─── Data
PR #555, opened 2023-07-16
NaN value in MCE [sc-19559]

alyiwang:
### 🤔 Why?

The data profiler may receive values that's python `NaN`, and that's put into JSON like `"maxValue": NaN` which can't be decoded.

### 🤓 What?

- convert `NaN` value to None in the profiler

### 🧪 Tested?

unit tests


mars-lan (approved):
LGTM!

Issue #523, opened 2023-06-10
Breaking changes in 0.13


mars-lan:
- https://github.com/MetaphorData/connectors/pull/561
- https://github.com/MetaphorData/connectors/pull/562
- https://github.com/MetaphorData/connectors/pull/565
- https://github.com/MetaphorData/connectors/pull/619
──────
[Task to complete]
Pull out every line above that holds the word "opened".

[Answer box]
PR #555, opened 2023-07-16
Issue #523, opened 2023-06-10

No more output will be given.